Question

NO LINKS!!!

Assume that the following statement, S_k, is true:
A factor of (2^(2k-1) + 3^(2k-1)))is 5.
Show that for each integer k ≥ 1, if S_k is true, then S_(k+1) is true.
2^2(k + 1) - 1)) + 3^2(k + 1) - 1)) = 2^(2k + ____) - 1)) + 3^2k + ___) - 1))
= 2^(2k - 1) * 2^(___) + 3^(2k - 1) * 3^(___)
= ______ * 2^(2k-1) + ______ * 3^(2k-1)
= (2^(2k-1) + 3^(2k-1)) + (2^(2k-1) + 3^(2k-1)) + (2^(2k-1) + (3^(2k-1) + ______*3^(2k-1)

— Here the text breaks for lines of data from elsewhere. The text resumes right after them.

PR #385, opened 2020-03-21
Work in progress: Drop custom cmake rules to find SDL2, rely on sdl2-config.cmake

### LINKED ISSUE #384: Drop custom cmake rules to find SDL2, rely on sdl2-config.cmake
Since version 2.0.6, SDL2 upstream provides `sdl2-config.cmake`.

Relying on this would allow to drop the custom rules to find SDL2 that are currently maintained as part of the build chain, at the cost of bumping minimum version of dependency on SDL2 to 2.0.6.

vv221:
⚠ This is currently a work in progress. ⚠

---

The objective of this proposed patch is to drop the custom cmake rules used to find and load SDL2, and use instead sdl2-config.cmake that is provided by the SDL2 upstream.
The inspiration is the following update of OpenJK: https://github.com/JACoders/OpenJK/pull/1033

---

Fix #384


vv221:
In the current state of this patch, the builds fail at the step `Linking C executable julius` with:
```
/usr/bin/ld: CMakeFiles/julius.dir/src/platform/arguments.c.o: undefined reference to symbol 'SDL_strtol'
/usr/bin/ld: /usr/lib/x86_64-linux-gnu/libSDL2-2.0.so.0: error adding symbols: DSO missing from command line
collect2: error: ld returned 1 exit status
make[2]: *** [CMakeFiles/julius.dir/build.make:4960: julius] Error 1
make[1]: *** [CMakeFiles/Makefile2:98: CMakeFiles/julius.dir/all] Error 2
make: *** [Makefile:141: all] Error 2
```

crudelios:
This is incompatible with Android build.

vv221:
@crudelios 

You listed good reasons to not switch to `sdl2-config.cmake` (yet?), so I see no issue with the closing of this discussion.

Do not worry about the work shown in this merge request: I spent only a couple minutes on this, mainly to illustrate the idea behind this patch. So I will not feel disappointed if it has been "for nothing" ;)

crudelios:
Thanks for the contribution anyway!

vv221:
I’m closing this merge request and [the related issue](https://github.com/bvschaik/julius/issues/384), see @crudelios [comment](https://github.com/bvschaik/julius/pull/385#issuecomment-602089142) for why it should not be implemented this way.

Issue #393, opened 2020-03-25
Message 'city need workers' when building a fort


LePatator:
As we discussed on discord, i fixed on a local branch this very little bug : 
If you build a fort when your city need workers, a message is displayed saying 'city need workers' which doesn't make sense since a fort doesn't consume workers.

![message](https://user-images.githubusercontent.com/62617403/77535261-9f9b5e80-6e9a-11ea-9b18-77657c8f4d23.png)

So the fix is only to not display this message in this particular case.

![noMessage](https://user-images.githubusercontent.com/62617403/77535336-bd68c380-6e9a-11ea-92eb-f005c03cf3bb.png)

bvschaik:
Hi @LePatator, nice going! To contribute your code, do the following:

1. **Fork** this project to your own Github account
2. Clone the fork to your local computer
3. Apply the code changes and push them to your Github
4. Create a **pull request**

LePatator:
I have a question : the 2 fix i just proposed with the 2 issues i opened could be added in Augustus as well. Is there an automatic process for this ? Or should do the same (fork, branch, pull request) with Augustus code ?

bvschaik:
Keriew normally pulls all Julius changes into Augustus before he creates a release, so nothing needs to be done for that :)

PR #395, opened 2020-03-25
Removed message saying city needs workers when building a fort

LePatator:
This branch corresponds to the fix detailled here : https://github.com/bvschaik/julius/issues/393


bvschaik:
Two general comments:
- Use the imperative mood instead of past tense for commit messages: use "Remove X" instead of "Removed X"
- You can automatically link (and close) issues by typing "Fixes #393" in the commit body

Issue #392, opened 2020-03-24
Display workers needed in fountains and missions


LePatator:
The fountains and the missions consume workers but it is not displayed in their description panel.

I fixed it, now the workers counter is displayed like in the other buildings.
![workers](https://user-images.githubusercontent.com/62617403/77463886-9e205680-6e06-11ea-8f30-8157b7c3ed9e.png)

My fix is on a local branch. If you want i can give it to you, but for now i can't push it to make a pull request (err 403).

crudelios:
I like this, but since fountains and mission posts don't need to spawn citizens, could you get rid of the message "poor access to workers"?

LePatator:
Ok, i removed this messages. I left the one displayed when there is nobody in the city because it still makes sense.
![workers](https://user-images.githubusercontent.com/62617403/77472488-4a1c6e80-6e14-11ea-9935-4d725142d49c.png)

crudelios:
I think you can keep the "too few people alocated by the labor advisor", as it also makes sense to keep :+1:

LePatator:
Ok I did it
![Sans titre](https://user-images.githubusercontent.com/62617403/77532223-b8087a80-6e94-11ea-9bc4-fe9122bfc17d.png)

bvschaik:
Fixed by #396

PR #396, opened 2020-03-25
Fixed workers needed not displayed in description panel for fountain …

LePatator:
…and mission buildings

This branch corresponds to the fix detailled here : https://github.com/bvschaik/julius/issues/392

### DIFF
--- a/src/window/building/common.c
+++ b/src/window/building/common.c
@@ -85,7 +85,7 @@ int draw_employment_info(building_info_context *c, building *b, int y_offset, in
     } else {
         text_id = 19; // too few people allocated
     }
-    if (!text_id && consider_house_covering == 1 && b->houses_covered < 40) {
+    if (!text_id && consider_house_covering && b->houses_covered < 40) {
         text_id = 20; // poor access to employees
     }
     return text_id;
--- a/src/window/building/common.c
+++ b/src/window/building/common.c
@@ -53,21 +53,7 @@ int window_building_get_vertical_offset(building_info_context *c, int new_window
     return new_window_y;
 }
 
-void window_building_draw_employment(building_info_context *c, int y_offset)
-{
-    building *b = building_get(c->building_id);
-    int text_id = draw_employment_info(c, b, y_offset, 1);
-    draw_employment_details(c, y_offset, text_id, b);
-}
-
-void window_building_draw_employment_without_house_cover(building_info_context *c, int y_offset)
-{
-    building *b = building_get(c->building_id);
-    int text_id = draw_employment_info(c, b, y_offset, 0);
-    draw_employment_details(c, y_offset, text_id, b);
-}
-
-int draw_employment_info(building_info_context *c, building *b, int y_offset, int consider_house_covering)
+static int draw_employment_info(building_info_context *c, building *b, int y_offset, int consider_house_covering)
 {
     int text_id;
     if (b->num_workers >= model_get_building(b->type)->laborers) {
@@ -91,7 +77,7 @@ int draw_employment_info(building_info_context *c, building *b, int y_offset, in
     return text_id;
 }
 
-void draw_employment_details(building_info_context *c, int y_offset, int text_id, building *b)
+static void draw_employment_details(building_info_context *c, int y_offset, int text_id, building *b)
 {
     y_offset += c->y_offset;
     image_draw(image_group(GROUP_CONTEXT_ICONS) + 14,
@@ -103,14 +89,27 @@ void draw_employment_details(building_info_context *c, int y_offset, int text_id
             c->x_offset + 70 + width, y_offset + 10, FONT_SMALL_BLACK);
         lang_text_draw(69, 0, c->x_offset + 70 + width, y_offset + 10, FONT_SMALL_BLACK);
         lang_text_draw(69, text_id, c->x_offset + 70, y_offset + 26, FONT_SMALL_BLACK);
-    }
-    else {
+    } else {
         int width = lang_text_draw_amount(8, 12, b->num_workers,
             c->x_offset + 60, y_offset + 16, FONT_SMALL_BLACK);
         width += text_draw_number(model_get_building(b->type)->laborers, '(', "",
             c->x_offset + 70 + width, y_offset + 16, FONT_SMALL_BLACK);
         lang_text_draw(69, 0, c->x_offset + 70 + width, y_offset + 16, FONT_SMALL_BLACK);
     }
+}
+
+void window_building_draw_employment(building_info_context *c, int y_offset)
+{
+    building *b = building_get(c->building_id);
+    int text_id = draw_employment_info(c, b, y_offset, 1);
+    draw_employment_details(c, y_offset, text_id, b);
+}
+
+void window_building_draw_employment_without_house_cover(building_info_context *c, int y_offset)
+{
+    building *b = building_get(c->building_id);
+    int text_id = draw_employment_info(c, b, y_offset, 0);
+    draw_employment_details(c, y_offset, text_id, b);
 }
 
 void window_building_draw_description(building_info_context *c, int text_group, int text_id)
--- a/src/window/building/common.c
+++ b/src/window/building/common.c
@@ -53,24 +53,34 @@ int window_building_get_vertical_offset(building_info_context *c, int new_window
     return new_window_y;
 }
 
-void window_building_draw_employment(building_info_context *c, int y_offset)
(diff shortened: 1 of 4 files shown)


src/window/building/common.c
```diff
@@ -53,24 +53,34 @@ int window_building_get_vertical_offset(building_info_context *c, int new_window
     return new_window_y;
 }
 
-void window_building_draw_employment(building_info_context *c, int y_offset)
+void window_building_draw_employment(building_info_context* c, int y_offset)
```
bvschaik: Please keep to the project's coding/spacing conventions

src/window/building/common.c
```diff
@@ -53,24 +53,34 @@ int window_building_get_vertical_offset(building_info_context *c, int new_window
...
+
+void do_window_building_draw_employment(building_info_context* c, int y_offset, int consider_house_covering)
+{
+    building* b = building_get(c->building_id);
     int text_id;
     if (b->num_workers >= model_get_building(b->type)->laborers) {
         text_id = 0;
-    } else if (city_population() <= 0) {
+    }
+    else if (city_population() <= 0) {
```
bvschaik: Please keep to the project's coding/spacing conventions: `}` and the corresponding `else` on one line.

src/window/building/common.c
```diff
@@ -53,24 +53,34 @@ int window_building_get_vertical_offset(building_info_context *c, int new_window
...
-void window_building_draw_employment(building_info_context *c, int y_offset)
+void window_building_draw_employment(building_info_context* c, int y_offset)
 {
-    building *b = building_get(c->building_id);
+    do_window_building_draw_employment(c, y_offset, 1);
+}
+
+void do_window_building_draw_employment(building_info_context* c, int y_offset, int consider_house_covering)
+{
+    building* b = building_get(c->building_id);
```
bvschaik: Please keep to the project's coding/spacing conventions: `*` belongs to the variable.

src/window/building/common.h
```diff
@@ -68,6 +68,8 @@ int window_building_get_vertical_offset(building_info_context *c, int new_window
 
 void window_building_draw_employment(building_info_context *c, int y_offset);
 
+void do_window_building_draw_employment(building_info_context* c, int y_offset, int consider_house_covering);
```
bvschaik: Keep to the projects code conventions by prefixing the functions with the file they're in.

But more importantly: in this case I would say it's better to create a new function called `void window_building_draw_employment_without_house_cover(building_info_context *c, int y_offset);`
Then, in the `.c` file, create a new function `void draw_employment_info(building_info_context* c, int y_offset, int consider_house_covering);`, which is called by both public functions.

This way, the `consider_house_covering` flag is not exposed to the outside: this function is currently only called from the outside with the flag set to `0`.

src/window/building/common.c
```diff
@@ -53,24 +53,34 @@ int window_building_get_vertical_offset(building_info_context *c, int new_window
...
     int text_id;
     if (b->num_workers >= model_get_building(b->type)->laborers) {
         text_id = 0;
-    } else if (city_population() <= 0) {
+    }
+    else if (city_population() <= 0) {
         text_id = 16; // no people in city
-    } else if (b->houses_covered <= 0) {
+    }
+    else if (consider_house_covering == 1 && b->houses_covered <= 0) {
```
bvschaik: The `consider_house_covering` variable is a boolean: just use `if (consider_house_covering)`, instead of checking for `== 1`.
Also, instead of checking for this variable every single `if` statement, you can also add the following code before this if-statement:
```
} else if (!consider_house_covering) {
   text_id = 19; // too few people allocated
} else ... the rest of the if statements
```

src/window/building/utility.c
```diff
@@ -165,7 +167,9 @@ void window_building_draw_mission_post(building_info_context *c)
     window_building_play_sound(c, "wavs/mission.wav");
     outer_panel_draw(c->x_offset, c->y_offset, c->width_blocks, c->height_blocks);
     lang_text_draw_centered(134, 0, c->x_offset, c->y_offset + 10, 16 * c->width_blocks, FONT_LARGE_BLACK);
-    window_building_draw_description_at(c, 106, 134, 1);
+    window_building_draw_description_at(c, 66, 134, 1);
```
bvschaik: Use this code to use the default offset for the description:
```suggestion
    window_building_draw_description(c, 134, 1);
```

src/window/building/common.c
LePatator: Ok done

src/window/building/common.c
LePatator: Done too. In fact theses modifications happen when i copy/paste. I don't use Visual studio often. I will check if there is a parameter to automatically change the coding style, or a file to it.

src/window/building/common.c
LePatator: same as above

src/window/building/utility.c
LePatator: Done.

src/window/building/common.c
LePatator: Ok

src/window/building/common.h
LePatator: Ok it needed a little more code refactoring because we want to avoid duplicated code. But yes i did what you say here.

src/window/building/common.c
```diff
@@ -56,11 +56,26 @@ int window_building_get_vertical_offset(building_info_context *c, int new_window
...
+}
+
+void window_building_draw_employment_without_house_cover(building_info_context *c, int y_offset)
+{
+    building *b = building_get(c->building_id);
+    int text_id = draw_employment_info(c, b, y_offset, 0);
+    draw_employment_details(c, y_offset, text_id, b);
+}
+
+int draw_employment_info(building_info_context *c, building *b, int y_offset, int consider_house_covering)
```
bvschaik: Make this function `static` and move it above the other two so you don't have to add a function prototype.

src/window/building/common.c
```diff
@@ -70,9 +85,14 @@ void window_building_draw_employment(building_info_context *c, int y_offset)
...
         text_id = 19; // too few people allocated
     }
-    if (!text_id && b->houses_covered < 40) {
+    if (!text_id && consider_house_covering && b->houses_covered < 40) {
         text_id = 20; // poor access to employees
     }
+    return text_id;
+}
+
+void draw_employment_details(building_info_context *c, int y_offset, int text_id, building *b)
```
bvschaik: Make this function `static` and move it up.

src/window/building/common.c
```diff
@@ -83,7 +103,8 @@ void window_building_draw_employment(building_info_context *c, int y_offset)
             c->x_offset + 70 + width, y_offset + 10, FONT_SMALL_BLACK);
         lang_text_draw(69, 0, c->x_offset + 70 + width, y_offset + 10, FONT_SMALL_BLACK);
         lang_text_draw(69, text_id, c->x_offset + 70, y_offset + 26, FONT_SMALL_BLACK);
-    } else {
+    }
+    else {
```
bvschaik: Formatting: } and else on the same line please.

src/window/building/common.h
```diff
@@ -68,6 +70,12 @@ int window_building_get_vertical_offset(building_info_context *c, int new_window
 
 void window_building_draw_employment(building_info_context *c, int y_offset);
 
+void window_building_draw_employment_without_house_cover(building_info_context *c, int y_offset);
+
+int draw_employment_info(building_info_context *c, building *b, int y_offset, int consider_house_covering);
+
+void draw_employment_details(building_info_context *c, int y_offset, int text_id, building *b);
```
bvschaik: These two functions don't belong in the header since they're only used in the corresponding c file itself. You can then also skip the header.

src/window/building/common.c
LePatator: done

src/window/building/common.c
LePatator: done

src/window/building/common.c
LePatator: done

src/window/building/common.h
LePatator: done

bvschaik:
Also, make sure the build succeeds, right now there are compile errors:
[Windows](https://ci.appveyor.com/project/bvschaik/julius/builds/31859760)
[Other platforms](https://travis-ci.org/github/bvschaik/julius/builds/669379022)

LePatator:
Ok it seems fine

Issue #383, opened 2020-03-21
Wishlist: Provide basic Linux binaries with releases


vv221:
Please consider providing "classic" Linux binaries with releases, in addition to the AppImage.
This would help a lot in including Julius in other projects.

---

I am currently planning to add support for Julius into [./play.it](https://forge.dotslashplay.it/play.it/scripts), a free/libre installer for DRM-free commercial games on Linux, that makes games installation easier by automating the build of native packages from a collection of games installers.

We currently support the Cæsar Ⅲ installers sold on gog.com, building packages that rely on WINE to run on Linux.

I first learnt about Julius a couple hours ago thanks to [a post on French news website LinuxFr.org](https://linuxfr.org/users/ted/journaux/et-vous-vous-jouez-a-quoi#comment-1802864), and tried it on a Debian Sid. The experience has been very good, so I would like to provide it as an alternative to WINE for people wanting to play Cæsar Ⅲ thanks to ./play.it.

With open source engines like [DevilutionX](https://github.com/diasurgical/devilutionX) for Diablo this inclusion is made quasi-trivial thanks to having access to binaries ready to include in our packages for any release. It would be very nice to have something similar with Julius.

vv221:
Sorry for the "bug" label, this is of course not a bug ;)

bvschaik:
The last time I checked (but that was years ago), there is no concept of "universal" Linux binaries: binaries are not compatible across CPU architecture, or even Linux distributions because of differences in libc versions. Please correct me if I'm wrong though.

Julius is already included in some distributions.

vv221:
> The last time I checked (but that was years ago), there is no concept of "universal" Linux binaries

This is still the case, most projects provide only x86_64 and x86_32 binaries (or only x86_64 more recently) as that seems to be enough to cover most use cases.

About the differences in libc versions, I actually don’t know how most project maintainers handle this. It might be as simple as building against a libc old enough that it would run on current LTS distributions.

> Julius is already included in some distributions.

I actually did not notice that, maybe including [a repology badge](https://repology.org/project/julius-caesar3/badges) in the readme might help make it more visible.

bvschaik:
[...]

PR #399, opened 2020-04-02
Prevent compilations linked on higher versions of SDL from crashing on lower versions

crudelios:
Should help with #383.


crudelios:
Closed due to #403.

PR #403, opened 2020-04-02
Add Linux binaries

### LINKED ISSUE #383: Wishlist: Provide basic Linux binaries with releases

bvschaik:
Fixes #383

### DIFF
--- a/src/platform/platform.c
+++ b/src/platform/platform.c
@@ -1,0 +1,10 @@
+#include "platform.h"
+
+#include "SDL.h"
+
+int platform_sdl_version_at_least(int major, int minor, int patch)
+{
+    SDL_version v;
+    SDL_GetVersion(&v);
+    return SDL_VERSIONNUM(v.major, v.minor, v.patch) >= SDL_VERSIONNUM(major, minor, patch);
+}
--- a/src/platform/sound_device.c
+++ b/src/platform/sound_device.c
@@ -4,6 +4,7 @@
 #include "game/settings.h"
 #include "SDL.h"
 #include "SDL_mixer.h"
+#include "platform/platform.h"
 #include "platform/vita/vita.h"
 
 #include <stdlib.h>
@@ -17,8 +18,9 @@
 #define MAX_CHANNELS 150
 
 #if SDL_VERSION_ATLEAST(2, 0, 7) 
-#define USE_SDL_AUDIOSTREAM 
+#define USE_SDL_AUDIOSTREAM
 #endif
+#define HAS_AUDIOSTREAM() (platform_sdl_version_at_least(2, 0, 7))
 
 typedef struct {
     const char *filename;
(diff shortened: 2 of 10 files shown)


src/platform/platform.c
```diff
@@ -0,0 +1,10 @@
+#include "platform.h"
+
+#include "SDL.h"
+
+int platform_version_at_least(int major, int minor, int patch)
```
crudelios, line 5: I know you want to hide SDL from the files, but I still think the name `platform_sdl_version_at_least` would be clearer.

src/platform/sound_device.c
```diff
@@ -17,8 +18,9 @@
 #define MAX_CHANNELS 150
 
 #if SDL_VERSION_ATLEAST(2, 0, 7) 
-#define USE_SDL_AUDIOSTREAM 
+#define USE_SDL_AUDIOSTREAM
 #endif
+#define HAS_AUDIOSTREAM() (platform_version_at_least(2, 0, 7))
```
crudelios, line 23: Do we really need this `#define`? We only use it once on line `65`...

devnoname120:
What is the point of having a Linux executable that is not statically linked? (And as such is extremely sensitive on having exactly the right library versions in the dynamic loader path.)

src/platform/sound_device.c
bvschaik: I created it to keep the 2.0.7 SDL versions together, otherwise there will be one check for 2.0.7 at the top, and one somewhere in the code.

bvschaik:
@devnoname120 see #383.

src/platform/sound_device.c
crudelios: Fair enough.

src/platform/platform.c
bvschaik: Fair point, will rename.

devnoname120:
> @devnoname120 see #383.

Ok, why can't they just use the universal executable that we already have?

Hence, S_k+1 is true or false, which completes the inductive step and the proof by the mathematical induction.

Answer 1

It is assumed the statement is true for
`S_k`:

• A factor of
  `2^(2k-1)+3^(2k-1)` is 5.

Show that
`S_(k+1)` is also divisible by 5:

• 
  `2^(2(k+1)-1)+3^(2(k+1)-1)=`
• 
  `2^(2k+2-1)+3^(2k+2-1)=`
• 
  `2^((2k-1)+2)+3^((2k-1)+2)=`
• 
  `2^(2k-1)*2^2+3^(2k-1)*3^2=`
• 
  `4*2^(2k-1)+9*3^(2k-1)=`
• 
  `4*2^(2k-1)+4*3^(2k-1)+5*3^(2k-1)=`
• 
  `4(2^(2k-1)+3^(2k-1))+5*3^(2k-1)`

The first part is divisible by 5 as we assumed in the beginning and the second part has a factor of 5 so the sum is divisible by 5.

Hence it makes
`S_(k+1)` true, so the proof is complete.